ASSIGNMENT: Which lines of the entries hold the string "that"? Copy each one.
===
PR #123, opened 2022-02-01
Maintenance: Raise dependency versions and container versions

MrGeneration:

- Elasticsearch version has been updated to 7.16.3 (log4j relevant)
- raised chart dependencies due to security updates of upstream containers

--

I did my best to track changes in between the version our chart currently lives on to the chart versions I added.
Changes mainly were internal / default behaviors that, in my understanding, do not affect Zammad containers.

Other chart changes are security fixes in up stream containers (Debian).
This affects:
* memcached (now on latest possible chart)
* postgresql (I only updated minors; options to upgrade to latest possible should be checked)
* redis (I updated up to a version I thought I could tell nothing big changed. The next version looked like big changes that would require verifications - I stopped at that point)

If you need anything else let me know @monotek .

#### Checklist
- [x] Chart Version bumped

### DIFF
--- a/zammad/Chart.yaml
+++ b/zammad/Chart.yaml
@@ -1,6 +1,6 @@
 apiVersion: v2
 name: zammad
-version: 6.0.3
+version: 6.0.4
 appVersion: 5.0.3
 description: Zammad is a web based open source helpdesk/customer support system with many features to manage customer communication via several channels like telephone, facebook, twitter, chat and e-mails.
 home: https://zammad.org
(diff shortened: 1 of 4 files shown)


zammad/Chart.yaml
```diff
@@ -17,17 +17,17 @@ maintainers:
 dependencies:
   - name: elasticsearch
     repository: https://helm.elastic.co
-    version: 7.16.2
+    version: 7.16.13
```
monotek, line 20:
```suggestion
    version: 7.16.3
```

monotek (changes requested):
===
EXERCISE ANSWER:
Changes mainly were internal / default behaviors that, in my understanding, do not affect Zammad containers.
* redis (I updated up to a version I thought I could tell nothing big changed. The next version looked like big changes that would require verifications - I stopped at that point)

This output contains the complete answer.